B. The Sisters suffer inherintly from their design. They're close range static shooters with the BS and Saves of Marines but the rest of their stats seem to be cribbed from the Guard. With no new models since Codex: Witch Hunters (and most of the range dating back to Codex: Sisters of Battle), and the lack of any sort of attention from GW in a long time it's obvious to see why Sisters tend to get counted out most of them time.

That said, I do want to say they can win with the new codex. I've beaten our Blood Angels player once, tied in a Kill Points game (2K and I had a 6KP disadvantage to his list), and beat a foot Necron list (2K with a large number of models on the table I couldn't effectively kill properly because they kept coming back. Some shifting of my strategy later and I phased him out on Turn 7). 

Now will the lists be pretty much be the same basic thing basically copy and pasted for tournement play?
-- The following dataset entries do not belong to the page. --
PR #197, opened 2020-03-04
IOLinc Improvements

### LINKED ISSUE #64: IOLinc relay state not reported
I use the IOLinc with a water valve, so I use it in Latching mode with no use for the sensor.

Triggering the scene 20 on and off effectively open and close the relay, so my valve work.

However, the MQTT state topic always report OFF because it tracks the sensor state. Without having the relay state available on MQTT, I cannot add the IOLinc to HASS as it always stay in the OFF position (because it track the unused sensor state in my case).

krkeegan:
This request now accurately models the IOLinc.  It accurately tracks the state of the Sensor and Relay.
Fixes #64

Features
- Tracks sensor and relay states
- Enables proper set-flags functionality (I am not sure this was working before)
- Enable setting of momentary timeout
- Stores flag values in persistent storage
- Turns off relay after momentary time passes (if correct values are known from get-flags)
- Relay will not be reported as on when in Momentary_C and sensor value is not in correct state
- Relay will be reported as on when in relay_linked state
- Adds specific relay and sensor topics

BREAKING CHANGES
- scene topic and command line option has been removed.  The prior design didn't offer proper control over Data1 values.  Plus why use a one off solution when the modem scene and scenes feature fully covers this.  I added a bunch of documentation to make this transition as simple as possible.

Structural Changes
- Adds a TimedCall feature which enables scheduling of functional calls.  Used to change relay state back to off after momentary timeout has elapsed.


TD22057:
Thanks for this.  My IOLinc only responds 50% of the time and I don't feel like dropping another $75 to get one.  I don't know if you saw this but Protocol already has some timer support.  See https://github.com/TD22057/insteon-mqtt/blob/master/insteon_mqtt/Protocol.py#L175  - the after input allows setting the time a message will go out.  Would that remove the need for the TimedCall class?  I don't really like having the Modem store all these extra things (stack, timed_call) that are network artifacts and not really part of the modem.   What's the reason for having the timed_call in the modem and not having it be a new method in Protocol (or better - an extension of the current send() method like what's there now)?

The original IOLinc used bit flags to set everything at once.  Isn't that better than a call sequence pushing one byte at a time?  Or I am not understanding the set_flags code?

krkeegan:
The timed message feature in Protocol sadly would not solve the need.  TimedCall is used solely to make a function call to update the internal state of the relay, no messages are sent.

Both TimedCall and Stack are internal processes, neither of them sends anything on the network (so they can't be an extension of send()).  They can be moved anywhere, but they seemed about as home in the Modem class as they do in the Protocol class since they really have nothing to do with the Insteon network.  They are instead things that are used to manage the internal state of Insteon-Mqtt.

As to the set-flag function.  The old code didn't work on my IOLincs.  I would receive an ACK, but running get-flags again would show that nothing had changed.  The implementation in this pull was taken from the developer notes and is also the same way that the Insteon App on the Hub sets these values as well, I think it should work on all models.  

For changes in the momentary mode, the pull request has one more insteon message (set A,B,C) vs (get_flags then set_flags).  But for the relay_linked and sensor_reverse it is one less call since there is no need for a get_flags call.  If the old version was working for you, can you send me the get_model details from your iolinc and I can try and add in the logic on when each call type should be made depending on the version of the device.

krkeegan:
I don't really understand it, but the pytests that previously worked exploded.  Anyways, I have fixed them again, it seems like something changed in how mock.patch works, or I was doing it wrong from the beginning and it just worked.

Anyways this works again.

Pretty much. Can they still be fun? Sure, if you like the army.

When it really comes down to it, the only thing (outside of money) that keeps you from playing an army is you. If you don't like it, or don't want to try it is on you. I can understanding not being able to afford it, and if you REALLY want to play them despite it you'll find a way to start an army of them anyways (buy used, save up, budget....just like you can do for any other army).


----------



## hamzorz (Jul 18, 2011)

I have actually started a SoB army in light of the new dex, and so far I'm not dissapointed. I've got about 1k worth so far and I have a lot of fun, I don't have crazy expectations for any army I play, if i get slaughtered oh well. If i win, fantastic.

It is a lot of money to get it together, but I wanted a slow build army since I tend to buy models in bulk and never finish them all. And as for the stats? My last army was an IG Infantry list so 4 BS and a 3+ armor save makes me all tingly in ways I cant describe.
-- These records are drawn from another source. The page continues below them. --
PR #213, opened 2020-05-21
Add ability to pass dimmer ramp rate via MQTT commands

tstabrawa:
This change adds support for a new "transition" MQTT parameter, which matches Home Assistant's standard service parameter for specifying a desired transition time.  Support for transitions is implemented using the "Light ON at Ramp Rate" and "Light OFF at Ramp Rate" commands.  Since not all dimmers support these commands, a new config.yaml parameter is added to indicate device support (on_off_ramp_supported: True).

**Tests performed:**

- [x] Confirmed no new flake8 errors (see attached test log - [ramp-rate-testing.txt](https://github.com/TD22057/insteon-mqtt/files/4660812/ramp-rate-testing.txt))
- [x] Confirmed no new pylint errors (see attached test log - [ramp-rate-testing.txt](https://github.com/TD22057/insteon-mqtt/files/4660812/ramp-rate-testing.txt))
- [x] Confirmed all old & new pytest tests are passing (see attached test log - [ramp-rate-testing.txt](https://github.com/TD22057/insteon-mqtt/files/4660812/ramp-rate-testing.txt))
- [x] Reviewed test coverage report for substantial new gaps.
- [x] Manual testing by passing hand-written MQTT via HA developer tools menu.  Confirmed expected commands sent to device depending on whether on_off_ramp_supported is True or not.
- [x] Manual testing by sending service event via HA developer tools menu.  Confirmed expected commands sent to device depending on whether on_off_ramp_supported is True or not.
- [x] Dog-food tested with HA version 0.109.x and 0.110.0 for ~3 days without problems.
- [x] Confirm that there are insteon devices that support this feature.
- [x] Confirm that this works in real world testing
**Caveats:**

- I realized shortly after finishing implementing this feature that exactly zero of my dimmers actually support the "Light ON at Ramp Rate" and "Light OFF at Ramp Rate" commands, so technically, I've never seen a dimmer actually respond to the commands being sent.  When sending these commands to my dimmers, I get any of the following behaviors:
  - Dimmer acknowledges the command, but doesn't do anything.  Insteon-MQTT updates the dimmer's state based on the command succeeding.
  - Dimmer sends a negative acknowledgement to the command.  Insteon-MQTT does not update the dimmer's state.
- Considering that dimmers that support these commands appear not to be particularly common, the on_off_ramp_supported parameter defaults to False.  This avoids unexpected behavior in the event that HomeAssistant sends a "transition" parameter to a dimmer that doesn't support the commands.
- As a result of not being able to test with real hardware, all of my testing has been unit tests based on the published documentation for these commands in the following references:
  - http://www.madreporite.com/insteon/commands.htm
  - http://www.madreporite.com/insteon/ramprate.htm
  - https://cache.insteon.com/pdf/INSTEON_Developers_Guide_20070816a.pdf
- **If anyone has a dimmer that supports these commands, please try out this branch and post a comment here with your results.**
- I'm not a native Python speaker, so please be gentle while code reviewing.  :-)

**Attachments:**

- [ramp-rate-testing.txt](https://github.com/TD22057/insteon-mqtt/files/4660812/ramp-rate-testing.txt)


insteon_mqtt/device/Base.py
```diff
@@ -60,7 +60,6 @@ def from_config(cls, values, protocol, modem, **kwargs):
         for config in values:
             # If it's a dict, it's got a nice name set.
             if isinstance(config, dict):
-                assert len(config) == 1
```
krkeegan, line 63:
```yaml
- 3a.29.84: 'lamp2'
  on_off_ramp_supported: True
```

While concise, I don't think this config design works.  There is no order to a dict in python and as such we can't be sure that the first key/val pair is the addr/name.  In which case, the line below this comment would fail.

So if we end up sticking with hardcoded configs (or if we think this functionality may be useful in the future) we need to fix this.

I used something like the following in scenes, the 3 examples of how a device may be defined in the yaml file.  My programmer side would prefer just to use the long version every time since there is no ambiguity, but I recognize that for user happiness we probably need all three and just have to deal with the extra code.
```yaml
- DE.AD.BE
- EF.01.02: Device2
- 03,04.05:
    name: Device3
    on_off_ramp_supported: True
```
if
1. the config is not a dict, it is just the addr.
2. if the config is a dict, it must be a dict of length 1
2a. In that case if the val is not a dict, it is assume to be the name
2b. if the val is a dict, it is expected to have a name key in the dict

config.yaml
```diff
@@ -71,8 +71,10 @@ insteon:
       - 37.2d.20: 'deck'
 
     # Dimming devices (outlets, wall switches, lamp modules, etc).
+    # Note: on_off_ramp_supported is assumed false if not specified.
     dimmer:
       - 3a.29.84: 'lamp2'
+        on_off_ramp_supported: True
```
krkeegan, line 77: Is there anyway to determine if a device supports this by knowing the device-category, sub-category, and firmware?

I think the preference would be to do as much for the user as possible.  This probably means that we would have to expose the Ramp topic for all dimmers, even those that don't support it, since the MQTT instance is initiated at the start.  But I think we could gracefully handle a Ramp command sent to a device that doesn't support it (log a message to the user, and the set on_off as otherwise desired).  It looks like you already have code to gracefully handle this situation, so we would just need to add a log message.

We would have to build a table of device capabilities, so we would likely need input from users on what devices have this feature.  With any luck there will be a clear line where dimming devices with sub-categories greater than XX will support this capability.

krkeegan (commented):
I am a little weary of adding support that we can't verify that it works.  I also would like to know that such devices exist.  The Insteon spec has defined features that have never been enabled on any device in the past, so the spec alone isn't a reliable source.

I added two comments.  I think there is a fundamental flaw in your config entry design.  I also wonder if we can programatically handle this for the user rather than require them to defined it in the config.

config.yaml
tstabrawa: > Is there anyway to determine if a device supports this by knowing the device-category, sub-category, and firmware?

I agree that it would be better to auto-detect support for these commands.  [This page](http://www.madreporite.com/insteon/ramprate.htm) suggests that "newer devices (e.g. LampLinc V4.1 and up)" support these commands, though it wasn't immediately clear to me how to go from this single statement to a reliable firmware version cutoff.

As far as I can tell from [this table](http://www.madreporite.com/insteon/Insteon_device_list.htm), it probably means the newer non-dual-band LampLincs support the commands.  All of my dimmers here are dual-band.  Maybe that means these commands were added for a while, then dropped in the dual-band LampLincs?

Do you happen to have any of these newer non-dual-band LampLinc modules?  Or have you come across any resources that would shed more light on which other devices should support these commands?

tstabrawa:
> I am a little weary of adding support that we can't verify that it works. I also would like to know that such devices exist. The Insteon spec has defined features that have never been enabled on any device in the past, so the spec alone isn't a reliable source.

I agree that we shouldn't merge this change without testing with actual devices.  I unfortunately, ended up in the position where I had implemented support for these commands + unit tests, only to try testing it in the real world and find that none of my devices actually support it.  For the devices that I have, some would just ignore the command (and not turn the light on) and others would respond with an error.  In an attempt to salvage what I had done, in case it could be of value to someone else, I added the changes in commit 23e6db54599deee752955a233e815cc128d405a3, so that these commands wouldn't be sent to devices unless they were known to work with them (by manually enabling the feature via config.yaml).

In posting this PR, I'm basically fishing for someone who has a device that supports the commands who can help justify the PR's inclusion in the code (by being willing to try it out and see if it works).  Assuming it works, I'd be happy to replace the config-based enabling with auto-detection as you suggested.  Otherwise, if there's just not sufficient interest in this feature, I'd probably not be too heartbroken if we just close the PR.

krkeegan:
Adding the following task to make this easier to understand at a glance:

- [ ] Confirm that there are insteon devices that support this feature.
- [ ] Confirm that this works in real world testing

tommycw1:
I was under the impression that only the key[ad dimmer supported this function.  the native openHAB Insteon binding supports this, but I've never actually tried to use it.

image


I have a few keypad dimmers and can try to use this feature if that helps.

tstabrawa:
> I have a few keypad dimmers and can try to use this feature if that helps.

Thanks for offering to try this out.  That would be helpful, especially if it turns out your device(s) support this command.

A couple things to watch out for:
- This PR is a bit old, so it's actually still based on a version near to 0.7.2 as a baseline.  You might need to reverse-out some config.yaml changes you've made since then if you don't want to break other devices.  Alternatively, while testing, you could edit config.yaml to omit all devices other than the keypad(s) that you're trying with this feature.
- As Kevin pointed out, there are some coding problems with how I implemented to ability to selectively enable this feature for some dimmers.  Probably the easiest way to avoid these problems is to test using commit 25a1764137f403328afeb1a608da1c842e2676ca instead, which has support for the Light ON/OFF at Ramp Rate commands, but tries to use it for all dimmers.

If this sounds too cumbersome to test in its current form, let me know and I can re-base it to the current dev branch.

tommycw1:
> I was under the impression that only the key[ad dimmer supported this function. the native openHAB Insteon binding supports this, but I've never actually tried to use it.
> 
> image
> 
> I have a few keypad dimmers and can try to use this feature if that helps.

So, today I tried the implementation of this in the native openHAB native insteon binding, its a little weird on how to tell OH what ramp to use, but I was able to verify this worked on my keypad dimmer.  

It is defined here on page 7 here:

http://cache.insteon.com/developer/2334-xxx2486xdev-042013-en.pdf

image

tommycw1:
> let me know and I can re-base it to the current dev branch.

Yeah, if you could rebase quickly, that would be cool.  I can test it out pretty quickly then.

tstabrawa:
> Yeah, if you could rebase quickly, that would be cool. I can test it out pretty quickly then.

Rebase is done.  I'd recommend testing with commit 60652ccc15cc7d740809de2e8ae3506a64922ab2 to avoid potential problems coding issues mentioned above.

tommycw1:
> Rebase is done. I'd recommend testing with commit [60652cc](https://github.com/TD22057/insteon-mqtt/commit/60652ccc15cc7d740809de2e8ae3506a64922ab2) to avoid potential problems coding issues mentioned above.

Got it and I am on the right commit.  Can you verify the topic and payload I should use to test for a keypad?

tommycw1:
> Can you verify the topic and payload I should use to test for a keypad?

Never mind - I figured it out.

I used:

`mosquitto_pub -h 192.168.1.200 -p 8883 -i "test-client" -d -t "insteon/28.a4.22/set/1" -m '{ "state" : "on", "brightness" : 255, "transition" : 100 }'`

Success - I transitioned from 0 to 255 over 100 seconds.  I verified a number of different transition times on two of my three keypads and they all worked.  One of these three isn't connected to a load, so I cannot (easily) directly verify and since it is the same model/firmware/engine, I don't want to pull it and put a DMM on it just to verify.

Here are the details on my keypads:

Keypad 1
```
{ "cmd" : "get_model" }
Device 28.a4.22 received model information: DIMMABLE_LIGHTING (0x01): '2334-232' (0x42) 'Keypad Dimmer Dual-Band, 6 Button' firmware: 0x43
{ "cmd" : "get_engine" }
Device 28.a4.22 engine version: i2c
```
Keypad 2
```
{ "cmd" : "get_model" }
Device 2b.ad.52 received model information: DIMMABLE_LIGHTING (0x01): '2334-232' (0x42) 'Keypad Dimmer Dual-Band, 6 Button' firmware: 0x43
{ "cmd" : "get_engine" }
Device 2b.ad.52 engine version: i2c
```

Keypad 3
```
{ "cmd" : "get_model" }
Device 2b.9f.fd received model information: DIMMABLE_LIGHTING (0x01): '2334-232' (0x42) 'Keypad Dimmer Dual-Band, 6 Button' firmware: 0x43
{ "cmd" : "get_engine" }
Device 2b.9f.fd engine version: i2c
```

krkeegan:
Well that is cool, kinda sad that it only seems to work on (some?) keypadlincs.  Your dimmer looks to be of recent vintage, so I doubt it works on any dimmers.

tstabrawa:
Thanks for testing it out.  I guess it never occurred to me to try it with a KeypadLinc / to expect that to work any better.  I do have one KeypadLinc, and it looks like it has a slightly newer firmware version than what you tested.  Unfortunately, it also doesn't have a load attached.  I could at least try sending the command and see if the KPL believes that it's turned on/off afterwards.  I'm not sure how practical it will be to put a multimeter on it without annoying my wife/kids.

`Device aa.bb.cc received model information: DIMMABLE_LIGHTING (0x01): '2334-232' (0x42) 'Keypad Dimmer Dual-Band, 6 Button' firmware: 0x45`

@krkeegan Do you have any older KPL's that you can try this on?  Maybe we remove the Dimmer code for this feature and only enable it for KPL's with known working sub-categories / firmware versions?

tommycw1:
As a point of reference, the native openHAB Insteon binding has had this feature included on keypads since 2015.  I've never heard anyone complain about it not working on any specific keypads but frankly I think it is a infrequently used feature.  I honestly don't know what I would use it for.  If I wanted to turn on my lights at anything other than the normal RR, I'd probably just create a scene.

In looking for some other info, I stumbled across this discussion from when it was added to OH back in the 1.x days:

https://github.com/openhab/openhab1-addons/pull/3621

They do not have this available on dimmers, only keypads.

krkeegan:
I have I think 5 KPLs, but I  replaced all of them in the last 3 years.

I saved an old dinosuar that is an i1 device.  It does not work on that one (not unexpected), its model is
```DIMMABLE_LIGHTING (0x01): '2486D' (0x09) 'KeypadLinc Dimmer' firmware: 0x2d```

**Comment by krkeegan** [comment]
Yeah the rest of mine are 2334 except for one non-Dimmer version.  My guess is that this works on all 2334 models.

**Comment by tstabrawa** [comment]
I pushed some more commits which revert the configuration mechanism that @krkeegan found problems with and replace it with auto-detection based on the device model.  At this time, we will only pass the "Light ON/OFF at Ramp Rate" command to KeypadLinc model 2334-222 and 2334-232 devices.

@tommycw1 If you could spare the time, I'd appreciate if you would please try out commit 9c0afc46e640c809e54ca17ab476075dcb1c3704 with your KPL's.

File: insteon_mqtt/device/Base.py (hunk 1 above)
Comment (tstabrawa) [reply insteon_mqtt/device/Base.py]: Resolving, as these config-related changes have been reverted in this PR.

File: config.yaml (hunk 2 above)
Comment (tstabrawa) [reply config.yaml]: Resolving as support for auto-detection based on device category/sub-category has been added as of commit 9c0afc46e640c809e54ca17ab476075dcb1c3704.

**Comment by tommycw1** [comment]
> @tommycw1 If you could spare the time, I'd appreciate if you would please try out commit [9c0afc4](https://github.com/TD22057/insteon-mqtt/commit/9c0afc46e640c809e54ca17ab476075dcb1c3704) with your KPL's.

Not sure what is going on but this isn't working.  The keypad responds on/off but only does so at the default RR.  Seems that the command isn't passing correctly like the detection of model code isn't correctly seeing the model of the keypad.  Is there something I need to do so insteon-mqtt knows what model the KPL is?

```
2021-01-06 18:49:01.501 INFO KeypadLinc: MQTT received button press 28.a4.22 (master bedroom keypad) = btn 1 at 100 normal 
2021-01-06 18:49:12.080 INFO KeypadLinc: KeypadLinc message insteon/28.a4.22/set/1 b'{ "state" : "on", "brightness" : 255, "transition" : 100  }'
2021-01-06 18:49:12.081 INFO KeypadLinc: KeypadLinc message insteon/28.a4.22/set/1 b'{ "state" : "on", "brightness" : 255, "transition" : 100  }'
2021-01-06 18:49:12.082 INFO KeypadLinc: KeypadLinc input command: {'cmd': 'on', 'level': 255, 'transition': 100}
2021-01-06 18:49:12.083 INFO KeypadLinc: KeypadLinc 28.a4.22 cmd: on grp 0 255
2021-01-06 18:49:12.084 INFO Protocol: Write message to modem: Std: 28.a4.22, Type.DIRECT mh:1 hl:1, 11 ff 
2021-01-06 18:49:12.093 INFO Protocol: Read 0x62: Std: 28.a4.22, Type.DIRECT mh:1 hl:1, 11 ff ack: True
2021-01-06 18:49:12.344 INFO Protocol: Read 0x50: Std: 28.a4.22->40.d1.6e Type.DIRECT_ACK mh:1 hl:0 cmd: 11 ff
2021-01-06 18:49:12.345 INFO KeypadLinc: Setting device 28.a4.22 (master bedroom keypad) grp=1 on=255 normal
2021-01-06 18:49:12.346 INFO KeypadLinc: MQTT received button press 28.a4.22 (master bedroom keypad) = btn 1 at 255 normal 
```

krkeegan:
run `get-model 28.a4.22` and then try again.

tommycw1:
> run `get-model 28.a4.22` and then try again.

Done and confirmed this now works on my KPL.  I might suggest adding some logging to clue people into why the light turns on w/o ramp if the device is unsupported rather than just ignoring the transition command. (note, I didn't have debig logging enabled only level 20, so maybe that is already there...)

tstabrawa:
Thanks again for testing.  I agree that additional logging is needed.  I'll see what I can to do add logging for when a ramp command is issued but not supported by the device or when the model isn't known.

krkeegan:
Sorry, I made a small conflict.  It seems an easy fix, not even sure why git couldn't catch that on it's own.  I can fix it unless @tstabrawa are you still planning on adding logging about the ramp rate not supported?

tstabrawa:
Yeah, I have the logging implemented, I just didn't push the commit yet, as I didn't have a chance to test it (it got too late last night).  I'll probably test/push it tonight.  It looks like only config.yaml is conflicting, so that shouldn't be too bad to fix.

tstabrawa:
Some example log messages in recent updates:

> 2021-01-08 19:13:11.702 INFO Dimmer: Light ON/OFF at Ramp Rate not supported with dimmers - ignoring ramp rate.
...
2021-01-08 19:50:48.780 INFO KeypadLinc: KeypadLinc model not in DB - ignoring ramp rate.  Use 'get_model aa.bb.cc' to retrieve.

(The latter would actually include the real device address.  I just put in a fake one for the example above.)

krkeegan:
Sorry about this, I am happy to make this change if you want.

The code has been a little lax about proper logging levels, so this isn't your fault.  But these messages should I think be `error` level.  I tried to create some guidance about [logging levels](https://github.com/TD22057/insteon-mqtt/blob/dev/docs/CONTRIBUTING.md#logging).  Please suggest changes if you think I have not been clear or if I am wrong with any of my classifications.

The biggest thing here, is that INFO messages only show up in the LOG.  The user interfaces (Cmd_Line, WebCLI, MQTT) only report error, warning, and UI messages.  In this case, since the user's command cannot be followed I think `error` is correct, but it could be `warning` too, I am not to picky.

Again, let me know, and I will make the changes after a merge if you like.

Thanks!

tstabrawa:
Updated log messages (note, I also changed the text of the KeypadLinc one - the redundancy was bothering me)

> 2021-01-09 14:43:34.478 ERROR Dimmer: Light ON/OFF at Ramp Rate not supported with dimmers - ignoring ramp rate.
...
2021-01-09 14:45:28.265 ERROR KeypadLinc: Model info not in DB - ignoring ramp rate.  Use 'get_model aa.bb.bb' to retrieve.

krkeegan:
awesome thank you1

The bottom line for me is that its great fun, especially when those repentia and/or penitents actually do make it to melee. Imagining the bloodspattering gore makes me all warm and toasty inside...


----------



## Moonschwine (Jun 13, 2011)

> (A) Why don't you play sisters?


A: I just totally do not like, get or see them as a legitimate Army of 40k. I have nothing against them, and I do like the mechanics idea of them being the stepping stone between IG and SM with powerful short range shooting, but personally I thought they were fine in the Witch-Hunters as being part of the whole "Inquisition" theme to an Army. As a force in themselves I just don't rate them or encounter them enough to, well care really, and when I do Its often smug players who gloat over being a Sisters player :ireful2: - I hope its just not me who encounters them! 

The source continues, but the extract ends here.